Hashing tutorial?
Does anybody know where to get a good tutorial on how to speed up the LZ77 algorithm using hashing?
Thanks in advance!
February 06, 2000 06:26 PM
I too am curious about this. More generally I''m trying to find out what exactly hashing is/accomplishes.
I gather that it helps to speed up searching or sorting. I''ve looked fairly thoroughly and I can''t really find a good definition + example of hashing. That''s not completely true, I have found short definitions on some computer science sites, but that def''n just made me look up tons of other definitions so in the end I got nowhere.

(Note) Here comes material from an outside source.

PR #2609, opened 2026-08-06
feat: add Spark-native univariate time series anomaly detection

ranadeepsingh:
## Why

[#2605](https://github.com/microsoft/SynapseML/pull/2605) removed the Azure AI Anomaly Detector wrappers because the service was retired — every endpoint returns `HTTP 410 Gone`. That fixed the broken CI job, but it left SynapseML users with **no time series anomaly detection path at all**. `IsolationForest` covers *point* anomalies in tabular data, but it has no notion of time, seasonality, or trend, so it is not a substitute.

Hashing--whats the deal???
Thanks.
I gather that it helps to speed up searching or sorting. I''ve looked fairly thoroughly and I can''t really find a good definition + example of hashing. That''s not completely true, I have found short definitions on some computer science sites, but that def''n just made me look up tons of other definitions so in the end I got nowhere.
Hashing--whats the deal???
Thanks.
Hashing is a sorting method and it is also a searching method. Lets say you have a list of 100 names. You need to locate those names rather simply in an array of 100 names. Hashing must use a bounded data structure because of the nature of the hasing function. In order to store these in an efficient manner one runs the name string through an algorithm to generate a numerical representation of the key. This is called the hashing function and can be any math function you can think of. Lets use a function that adds the value of each letter in the name and divides by the number 10 and truncates the result to an integer. The number of the letter is its position in the alphabet starting with A and ending with Z.

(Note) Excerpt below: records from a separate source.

PR #2624, opened 2026-08-12
fix(search): accept index schemas whose analyzers and CORS options are objects

### LINKED ISSUE #2143: [BUG] writeToAzureSearch fails when the index has custom analyzers or tokenizers since 0.11.0
### SynapseML version

>=0.11.0

### System information

- Python Standalone - python 3.11.3, scala 2.12, Spark 3.4.1, SynapseML 1.0.2
- Azure Synapse 3.3, SynapseML 0.11.4-spark3.3

### Describe the problem

When a version of Synapse ML is used to load data into an index that has a custom analyzer or tokenizer (and possibly other custom objects but they haven't neem tested) it fails with the following error : -
```
Py4JJavaError: An error occurred while calling z:com.microsoft.azure.synapse.ml.services.search.AzureSearchWriter.write.
: spray.json.DeserializationException: Expected String as JsString, but got {"@odata.type":"#Microsoft.Azure.Search.CustomAnalyzer","charFilters":[],"name":"keyword_analyzer","tokenFilters":["lowercase"],"tokenizer":"keyword_v2"}
```
This happens with all apiVersions set and seemingly any version greater than 0.11.0. It works correctly against the same index when run using a Spark 3.2 Azure Synapse cluster, which uses Synapse ML version 0.10.2

### Create an index with a custom analyzer
This needs to be done through the API: -
POST https://{{service-name}}.search.windows.net/indexes?api-version={{api-version}}
```
{
  "name": "{{index-name}}",
  "defaultScoringProfile": null,
  "fields": [
    {
      "name": "Id",
      "type": "Edm.String",
      "searchable": false,
      "filterable": false,
      "retrievable": true,
      "sortable": false,
      "facetable": false,
      "key": true,
      "indexAnalyzer": null,
      "searchAnalyzer": null,
      "analyzer": null,
      "synonymMaps": []
    }
  ],
  "analyzers": [
    {
    "@odata.type": "#Microsoft.Azure.Search.CustomAnalyzer",
    "name": "keyword_analyzer",
    "tokenizer": "keyword_v2",
    "tokenFilters": ["lowercase"]
    }
    ]
}
```

### Try and load the index
Run the following pyspark on a spark 3.4
```
from pyspark.sql import SparkSession
spark = SparkSession.builder.appName("MyApp") \
    .config("spark.jars.packages", "com.microsoft.azure:synapseml_2.12:1.0.2") \
    .getOrCreate()

import synapse.ml
from synapse.ml.services import writeToAzureSearch
from pyspark.sql.functions import lit, col


df = spark.range(10) \
    .withColumn("Id", col("id").cast("string")) \
    .withColumn("action", lit("upload"))

x = writeToAzureSearch(df, 
        subscriptionKey=admin_key,
        actionCol="action",
        serviceName=search_service,
        indexName=search_index,
        keyCol="FirmId")
```

You can also run the same code (without the spark creation) on Azure Synapse 3.3 and get the same result. I imagine this will happen on Databricks, and Synapse 3.4 but haven't tested it.

### Other info / logs

```
---------------------------------------------------------------------------
Py4JJavaError                             Traceback (most recent call last)
c:\Users\dbundred\Documents\Projects\OSM\OtherStuff\synapseMlTest.ipynb Cell 2 line 1
     11 from pyspark.sql.functions import lit, col
     14 df = spark.range(10) \
     15     .withColumn("Id", col("id").cast("string")) \
     16     .withColumn("action", lit("upload"))
---> 18 x = writeToAzureSearch(df, 
     19         subscriptionKey=admin_key,
     20         actionCol="action",
     21         serviceName=search_service,
     22         indexName=search_index,
     23         keyCol="FirmId")

File ~\AppData\Local\Temp\spark-c09947f2-255d-45b5-a241-6a7165bbac06\userFiles-b3991b65-4cea-4012-980d-108b02406dcc\com.microsoft.azure_synapseml-cognitive_2.12-1.0.2.jar\synapse\ml\services\search\AzureSearchWriter.py:28, in writeToAzureSearch(df, **options)
     26 jvm = SparkContext.getOrCreate()._jvm
     27 writer = jvm.com.microsoft.azure.synapse.ml.services.search.AzureSearchWriter
---> 28 writer.write(df._jdf, options)

File c:\Users\dbundred\AppData\Local\Programs\Python\Python311\Lib\site-packages\py4j\java_gateway.py:1322, in JavaMember.__call__(self, *args)
   1316 command = proto.CALL_COMMAND_NAME +\
   1317     self.command_header +\
   1318     args_command +\
   1319     proto.END_COMMAND_PART
   1321 answer = self.gateway_client.send_command(command)
-> 1322 return_value = get_return_value(
   1323     answer, self.gateway_client, self.target_id, self.name)
   1325 for temp_arg in temp_args:
   1326     if hasattr(temp_arg, "_detach"):

File c:\Users\dbundred\AppData\Local\Programs\Python\Python311\Lib\site-packages\pyspark\errors\exceptions\captured.py:169, in capture_sql_exception.<locals>.deco(*a, **kw)
    167 def deco(*a: Any, **kw: Any) -> Any:
    168     try:
--> 169         return f(*a, **kw)
    170     except Py4JJavaError as e:
    171         converted = convert_exception(e.java_exception)

File c:\Users\dbundred\AppData\Local\Programs\Python\Python311\Lib\site-packages\py4j\protocol.py:326, in get_return_value(answer, gateway_client, target_id, name)
    324 value = OUTPUT_CONVERTER[type](answer[2:], gateway_client)
    325 if answer[1] == REFERENCE_TYPE:
--> 326     raise Py4JJavaError(
    327         "An error occurred while calling {0}{1}{2}.\n".
    328         format(target_id, ".", name), value)
    329 else:
    330     raise Py4JError(
    331         "An error occurred while calling {0}{1}{2}. Trace:\n{3}\n".
    332         format(target_id, ".", name, value))

Py4JJavaError: An error occurred while calling z:com.microsoft.azure.synapse.ml.services.search.AzureSearchWriter.write.
: spray.json.DeserializationException: Expected String as JsString, but got {"@odata.type":"#Microsoft.Azure.Search.CustomAnalyzer","charFilters":[],"name":"keyword_analyzer","tokenFilters":["lowercase"],"tokenizer":"keyword_v2"}
	at spray.json.package$.deserializationError(package.scala:23)
	at spray.json.ProductFormats.fromField(ProductFormats.scala:63)
	at spray.json.ProductFormats.fromField$(ProductFormats.scala:51)
	at com.microsoft.azure.synapse.ml.services.search.AzureSearchProtocol$.fromField(AzureSearchSchemas.scala:67)
	at spray.json.ProductFormatsInstances$$anon$11.read(ProductFormatsInstances.scala:341)
	at spray.json.ProductFormatsInstances$$anon$11.read(ProductFormatsInstances.scala:319)
	at spray.json.JsValue.convertTo(JsValue.scala:33)
	at com.microsoft.azure.synapse.ml.services.search.IndexParser.parseIndexJson(AzureSearchAPI.scala:25)
	at com.microsoft.azure.synapse.ml.services.search.IndexParser.parseIndexJson$(AzureSearchAPI.scala:24)
	at com.microsoft.azure.synapse.ml.services.search.AzureSearchWriter$.parseIndexJson(AzureSearch.scala:147)
	at com.microsoft.azure.synapse.ml.services.search.AzureSearchWriter$.getVectorColConf(AzureSearch.scala:325)
	at com.microsoft.azure.synapse.ml.services.search.AzureSearchWriter$.prepareDF(AzureSearch.scala:269)
	at com.microsoft.azure.synapse.ml.services.search.AzureSearchWriter$.write(AzureSearch.scala:432)
	at com.microsoft.azure.synapse.ml.services.search.AzureSearchWriter$.write(AzureSearch.scala:440)
	at com.microsoft.azure.synapse.ml.services.search.AzureSearchWriter.write(AzureSearch.scala)
	at java.base/jdk.internal.reflect.NativeMethodAccessorImpl.invoke0(Native Method)
	at java.base/jdk.internal.reflect.NativeMethodAccessorImpl.invoke(NativeMethodAccessorImpl.java:77)
	at java.base/jdk.internal.reflect.DelegatingMethodAccessorImpl.invoke(DelegatingMethodAccessorImpl.java:43)
	at java.base/java.lang.reflect.Method.invoke(Method.java:568)
	at py4j.reflection.MethodInvoker.invoke(MethodInvoker.java:244)
	at py4j.reflection.ReflectionEngine.invoke(ReflectionEngine.java:374)
	at py4j.Gateway.invoke(Gateway.java:282)
	at py4j.commands.AbstractCommand.invokeMethod(AbstractCommand.java:132)
	at py4j.commands.CallCommand.execute(CallCommand.java:79)
	at py4j.ClientServerConnection.waitForCommands(ClientServerConnection.java:182)
	at py4j.ClientServerConnection.run(ClientServerConnection.java:106)
	at java.base/java.lang.Thread.run(Thread.java:833)
```

### What component(s) does this bug affect?

- [X] `area/cognitive`: Cognitive project
- [ ] `area/core`: Core project
- [ ] `area/deep-learning`: DeepLearning project
- [ ] `area/lightgbm`: Lightgbm project
- [ ] `area/opencv`: Opencv project
- [ ] `area/vw`: VW project
- [ ] `area/website`: Website
- [ ] `area/build`: Project build system
- [ ] `area/notebooks`: Samples under notebooks folder
- [ ] `area/docker`: Docker usage
- [ ] `area/models`: models related issue

### What language(s) does this bug affect?

- [ ] `language/scala`: Scala source code
- [X] `language/python`: Pyspark APIs
- [ ] `language/r`: R APIs
- [ ] `language/csharp`: .NET APIs
- [ ] `language/new`: Proposals for new client languages

### What integration(s) does this bug affect?

- [X] `integrations/synapse`: Azure Synapse integrations
- [ ] `integrations/azureml`: Azure ML integrations
- [ ] `integrations/databricks`: Databricks integrations

ranadeepsingh:
## Why

Fixes #2143. An Azure AI Search index that uses a **custom analyzer** (or char filter, tokenizer, token filter, suggester, or CORS configuration) could not be written to *at all*:

```
spray.json.DeserializationException: Expected String as JsString, but got
{"@odata.type":"#Microsoft.Azure.Search.CustomAnalyzer","charFilters":[],
 "name":"keyword_analyzer","tokenFilters":["lowercase"],"tokenizer":"keyword_v2"}
```

Reported against 0.11.0 and still reproducible on `master`.

## Root cause

`IndexInfo` declared six members as `Option[Seq[String]]`, but the Search REST API returns **objects** for every one:

| Member | Declared | Actually returned |
|---|---|---|
| `suggesters` | `Option[Seq[String]]` | array of objects |
| `analyzers` | `Option[Seq[String]]` | array of objects |
| `charFilters` | `Option[Seq[String]]` | array of objects |
| `tokenizers` | `Option[Seq[String]]` | array of objects |
| `tokenFilters` | `Option[Seq[String]]` | array of objects |
| `corsOptions` | `Option[Seq[String]]` | a single object, not an array |

The right-hand column was confirmed against the live service, not inferred from the issue.

`IndexInfo` is deserialized twice from the caller's `indexJson`, both **before any document is sent** — `parseIndexJson(...).name.get` at the top of `createIfNoneExists`, and `validateIndexInfo`. So the write threw straight out of `AzureSearchWriter.write` regardless of `apiVersion` or whether the index already existed.

## The fix

Type the six members as opaque `JsValue`.

The writer never inspects them — it only round-trips them to the service — so `JsValue` is both sufficient and strictly more robust: it won't break again when the service adds a new analyzer or tokenizer kind. Same class of defect as the standing `TODO` about `synonymMaps`.

**In-repo compatibility:** nothing reads these fields (verified by grep), and the only construction site passes `None` for all six. Existing callers compile unchanged, and serialized output is byte-identical since `None` fields are omitted.

**⚠️ External breaking change (for release notes):** `IndexInfo` is a public case class returned by the public `IndexParser.parseIndexJson`, so retyping changes its `apply`/`copy`/accessor signatures. Real exposure is near zero — under the old typing *any* index carrying these features threw on read, so no working downstream code could have depended on the `Seq[String]` shape. There is no MiMa gate here, so CI won't flag it; noting it so it can be captured in the next release notes.

## Tests

**`IndexSchemaParsingSuite`** — 7 offline tests driven by the exact index definition from #2143: custom analyzer parses; custom analyzer survives parse → re-serialize **byte-identically** (the service rejects an analyzer it can't identify, so round-trip fidelity is the property that matters); object-valued `charFilters`/`tokenizers`/`tokenFilters` parse; object-valued `suggesters` parse; `corsOptions` parses as an object not an array; all six at once parse; omitting them yields empty rather than failure. **Every one fails on `master`** with `Expected String as JsString`.

**`IndexSchemaLiveRoundTripSuite`** — 1 end-to-end test. The offline suite asserts against hand-written JSON, so alone it proves the parser *accepts* these shapes, not that they're what the service *emits*. This creates a real index using all six features, reads it back through the same production `getIndexJsonFromExistingIndex` path the writer uses, parses it, and deletes the index in a `finally`. ~21s.

`pipeline.yaml` registers both in the `misc` leg — `PipelineTestCoverageSuite` fails the build otherwise, since nothing globs the `services.search` parent package.

## Proving it's a real fix, not a cosmetic retype

Reverting `AzureSearchSchemas.scala` fails at *compile* time (the tests use the new types), which shows type-safety but not the runtime bug. So a payload captured live from `mmlspark-azure-search` (API `2026-04-01`) was parsed through `parseIndexJson` alone under both schema versions:

| Schema | Result |
|---|---|
| `master`'s `Option[Seq[String]]` | `DeserializationException: Expected String as JsString, but got {"name":"sml_suggester",...}` — verbatim #2143 |
| this PR's `JsValue` | parses successfully |

Incidental finding worth recording: a suggester's `sourceFields` cannot reference a field using a **custom** analyzer — the service returns 400. The test points its suggester at a separate default-analyzer field.

## Validation

`IndexSchemaParsingSuite` 7/7 · `IndexSchemaLiveRoundTripSuite` passes live · `PipelineTestCoverageSuite` passes · `cognitive/scalastyle` + `Test/scalastyle` 0 errors · full ADO pipeline **77/77 green, 0 failures**, including the `UnitTests misc` leg that runs the live suite.

## Checklist

- [x] Tests added, including a live end-to-end test
- [x] No dependency changes
- [x] Bug fix, not a new feature — no website samples needed

### DIFF
--- a/cognitive/src/main/scala/com/microsoft/azure/synapse/ml/services/search/AzureSearchSchemas.scala
+++ b/cognitive/src/main/scala/com/microsoft/azure/synapse/ml/services/search/AzureSearchSchemas.scala
@@ -13,17 +13,22 @@ case class ASResponses(value: Seq[ASResponse])
 
 case class ASResponse(key: String, status: Boolean, errorMessage: Option[String], statusCode: Int)
 
+// These six fields are pure pass-through: the writer round-trips them to the service and never
+// inspects their contents. The Search REST API returns objects for all of them (a custom analyzer
+// is {"@odata.type":"#Microsoft.Azure.Search.CustomAnalyzer",...}, corsOptions is a single object),
+// so typing them as strings made any index using these features fail to deserialize. Keeping them
+// as opaque JsValue also stops the library from breaking when the service adds a new analyzer kind.
 case class IndexInfo(
                     name: Option[String],
                     fields: Seq[IndexField],
-                    suggesters: Option[Seq[String]],
+                    suggesters: Option[Seq[JsValue]],
                     scoringProfiles: Option[Seq[ScoringProfile]],
-                    analyzers: Option[Seq[String]],
-                    charFilters: Option[Seq[String]],
-                    tokenizers: Option[Seq[String]],
-                    tokenFilters: Option[Seq[String]],
+                    analyzers: Option[Seq[JsValue]],
+                    charFilters: Option[Seq[JsValue]],
+                    tokenizers: Option[Seq[JsValue]],
+                    tokenFilters: Option[Seq[JsValue]],
                     defaultScoringProfile: Option[String],
-                    corsOptions: Option[Seq[String]],
+                    corsOptions: Option[JsValue],
                     vectorSearch: Option[VectorSearch]
                     )
 
--- a/cognitive/src/main/scala/com/microsoft/azure/synapse/ml/services/search/AzureSearchSchemas.scala
+++ b/cognitive/src/main/scala/com/microsoft/azure/synapse/ml/services/search/AzureSearchSchemas.scala
@@ -18,17 +18,19 @@ case class ASResponse(key: String, status: Boolean, errorMessage: Option[String]
 // is {"@odata.type":"#Microsoft.Azure.Search.CustomAnalyzer",...}, corsOptions is a single object),
 // so typing them as strings made any index using these features fail to deserialize. Keeping them
 // as opaque JsValue also stops the library from breaking when the service adds a new analyzer kind.
+// spray.json.JsValue is written out in full because the release branches this change is replayed
+// onto import spray.json explicitly rather than by wildcard.
 case class IndexInfo(
                     name: Option[String],
                     fields: Seq[IndexField],
-                    suggesters: Option[Seq[JsValue]],
+                    suggesters: Option[Seq[spray.json.JsValue]],
                     scoringProfiles: Option[Seq[ScoringProfile]],
-                    analyzers: Option[Seq[JsValue]],
-                    charFilters: Option[Seq[JsValue]],
-                    tokenizers: Option[Seq[JsValue]],
-                    tokenFilters: Option[Seq[JsValue]],
+                    analyzers: Option[Seq[spray.json.JsValue]],
+                    charFilters: Option[Seq[spray.json.JsValue]],
+                    tokenizers: Option[Seq[spray.json.JsValue]],
+                    tokenFilters: Option[Seq[spray.json.JsValue]],
                     defaultScoringProfile: Option[String],
-                    corsOptions: Option[JsValue],
+                    corsOptions: Option[spray.json.JsValue],
                     vectorSearch: Option[VectorSearch]
                     )
 
--- a/cognitive/src/test/scala/com/microsoft/azure/synapse/ml/services/search/IndexSchemaLiveRoundTripSuite.scala
+++ b/cognitive/src/test/scala/com/microsoft/azure/synapse/ml/services/search/IndexSchemaLiveRoundTripSuite.scala
@@ -1,0 +1,96 @@
+// Copyright (C) Microsoft Corporation. All rights reserved.
+// Licensed under the MIT License. See LICENSE in project root for information.
+
+package com.microsoft.azure.synapse.ml.services.search
+
+import com.microsoft.azure.synapse.ml.Secrets
+import com.microsoft.azure.synapse.ml.core.test.base.TestBase
+import com.microsoft.azure.synapse.ml.io.http.RESTHelpers._
+import org.apache.http.client.methods.HttpDelete
+import spray.json._
+
+import java.util.UUID
+
+/** End-to-end companion to [[IndexSchemaParsingSuite]].
+  *
+  * The offline suite proves the parser accepts the payload shapes reported in issue #2143, but it
+  * asserts against hand-written JSON. This suite creates a real index that exercises every schema
+  * feature the service returns as an object, reads it back through the same production code path
+  * the writer uses, and parses it. That closes the gap where a hand-written fixture could drift
+  * from what the Search service actually emits.
+  */
+class IndexSchemaLiveRoundTripSuite extends TestBase with IndexJsonGetter with IndexParser {
+
+  private lazy val azureSearchKey: String = sys.env.getOrElse("AZURE_SEARCH_KEY", Secrets.AzureSearchKey)
+  private val testServiceName = "mmlspark-azure-search"
+
+  private def indexDefinition(name: String): String =
+    s"""
+       |{
+       |  "name": "$name",
+       |  "fields": [
+       |    { "name": "id", "type": "Edm.String", "key": true, "searchable": true },
+       |    { "name": "text", "type": "Edm.String", "searchable": true, "analyzer": "sml_custom_analyzer" },
+       |    { "name": "title", "type": "Edm.String", "searchable": true }
+       |  ],
+       |  "corsOptions": { "allowedOrigins": ["*"], "maxAgeInSeconds": 300 },
+       |  "suggesters": [
+       |    { "name": "sml_suggester", "searchMode": "analyzingInfixMatching", "sourceFields": ["title"] }
+       |  ],
+       |  "analyzers": [
+       |    {
+       |      "@odata.type": "#Microsoft.Azure.Search.CustomAnalyzer",
+       |      "name": "sml_custom_analyzer",
+       |      "tokenizer": "sml_tokenizer",
+       |      "tokenFilters": ["sml_asciifolding"],
+       |      "charFilters": ["sml_mapping"]
+       |    }
+       |  ],
+       |  "tokenizers": [
+       |    { "@odata.type": "#Microsoft.Azure.Search.KeywordTokenizerV2", "name": "sml_tokenizer" }
+       |  ],
+       |  "tokenFilters": [
+       |    { "@odata.type": "#Microsoft.Azure.Search.AsciiFoldingTokenFilter",
+       |      "name": "sml_asciifolding", "preserveOriginal": true }
+       |  ],
+       |  "charFilters": [
+       |    { "@odata.type": "#Microsoft.Azure.Search.MappingCharFilter",
+       |      "name": "sml_mapping", "mappings": ["a=>b"] }
+       |  ]
+       |}
+       |""".stripMargin
+
+  private def deleteIndex(name: String): Unit = {
+    val apiVersion = AzureSearchAPIConstants.DefaultAPIVersion
+    val deleteRequest = new HttpDelete(
+      s"https://$testServiceName.search.windows.net/indexes/$name?api-version=$apiVersion")
+    deleteRequest.setHeader("api-key", azureSearchKey)
+    safeSend(deleteRequest)
+    ()
+  }
+
+  test("An index using object-valued schema features round-trips through the live service") {
+    val indexName = s"test-schema-${UUID.randomUUID().toString.take(8)}"
+    SearchIndex.createIfNoneExists(azureSearchKey, testServiceName, indexDefinition(indexName))
+    try {
+      // Read back through the same path AzureSearchWriter uses, so this fails if the service
+      // emits a shape the production parser rejects.
+      val liveJson = getIndexJsonFromExistingIndex(azureSearchKey, testServiceName, indexName)
+      val info = parseIndexJson(liveJson)
+
+      assert(info.name.contains(indexName))
+      // The service returns these as objects; typing them as strings is what broke issue #2143.
+      assert(info.analyzers.exists(_.length == 1))
+      assert(info.analyzers.get.head.asJsObject.fields("name") == JsString("sml_custom_analyzer"))
+      assert(info.tokenizers.exists(_.length == 1))
+      assert(info.tokenFilters.exists(_.length == 1))
+      assert(info.charFilters.exists(_.length == 1))
+      assert(info.suggesters.exists(_.length == 1))
+      // corsOptions is a single object rather than an array.
+      assert(info.corsOptions.exists(_.asJsObject.fields("maxAgeInSeconds") == JsNumber(300)))
+    } finally {
+      deleteIndex(indexName)
+    }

For this example we will use three names
D E R E K
4 + 5 + 18+ 5 + 11 = 43/10 = 4.3 = 4
A M Y
1 + 13+ 25 = 39/10 = 3.9 = 3.9 = 3
A I M Y
1 + 9 + 13+ 25 = 48/10 = 4.8 = 4
What the algorithm does is it gives us an offset or an array position where the key is located in the hash array. We would therefore place Derek into cell 4 and Amy into cell 3. When we needed to find Derek we would run the algorithm again and return the cell reference. Simple, efficient and should result in (N) operations for any one lookup plus the cost of the calculation.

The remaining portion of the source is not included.